Pete Rabbitt, kinesiology professor and advisor for the De Anza karate club, estimated that the club had 15 to 25 members before the pandemic. The number is now closer to five.

The karate club used to host seminars, tournaments and guest instructors. Now, a group of students practice in Rabbitt’s driveway on Saturday mornings, unable to do partner exercises due to social distancing rules.

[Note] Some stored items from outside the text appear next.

PR #3204, opened 2026-07-22
fix(budget): record actual resolver spend before cap error

caterpillarC15:
## Problem

BudgetLedger.commit currently clamps an already-incurred provider charge to remaining headroom and throws from inside the transaction. Throwing rolls back the reservation and ledger updates, so the paid call can remain pending and the ledger deliberately records less than the provider actually charged.

A cap can prevent the next call; it cannot retroactively reduce a completed provider charge.

## Change

- Record actualUsd in full and finalize the reservation in the transaction.
- Return a cap_exceeded error value from the transaction and throw it only after commit.
- Include other live reservations when calculating the overage.
- Keep negative and non-finite input rejection unchanged.

This is a narrow accounting-correctness PR and does not add package exports.

## Evidence

- Enrichment/BudgetLedger suite: 24 passed, 0 failed, 51 expectations.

“Doing it once a week, it turns into being a maintenance-type thing,” Rabbitt said. “Training outdoors has been challenging, on concrete or asphalt. And they’re at the whim of the weather.”

Rabbitt added that students are eager to learn despite the conditions.

“They’re still so excited to be able to get out and train again,” Rabbitt said. “They’re willing to put up with whatever the weather’s offering.”

Other clubs are straining to increase student engagement. Brian Nguyen, president of the De Anza Dungeons and Dragons, is working on a club-wide online game.

“I think the club’s previous president was more waiting for COVID to end,” said Nguyen, a 20-year-old computer science major. “Before COVID, we doubled down on real-life stuff. So (the online transition) was hard.”

The game will be run in a West March style, meaning that there is no regular group of players or scheduled time to play.

“We had to postpone it due to some pre-production errors,” Nguyen said. “Hopefully, it’s going to start soon.”

Nguyen said the club is taking a survey of those interested in the game and that it hopes for at least eight players.

Clubs have also found difficulty in maintaining their values.

“Maybe it was due to the pandemic,” said Sunnie Chen, president of De Anza’s chapter of Active Minds. “But we felt like the mission of the club was lost.”

Chen, a 22-year-old public policy major, said that Active Minds may use a hybrid model even after returning to campus.

“It forces you into the mindset (of) how you adapt to the online world,” Chen said. “And being able to shift your team’s perspective that you can also be successful during COVID.”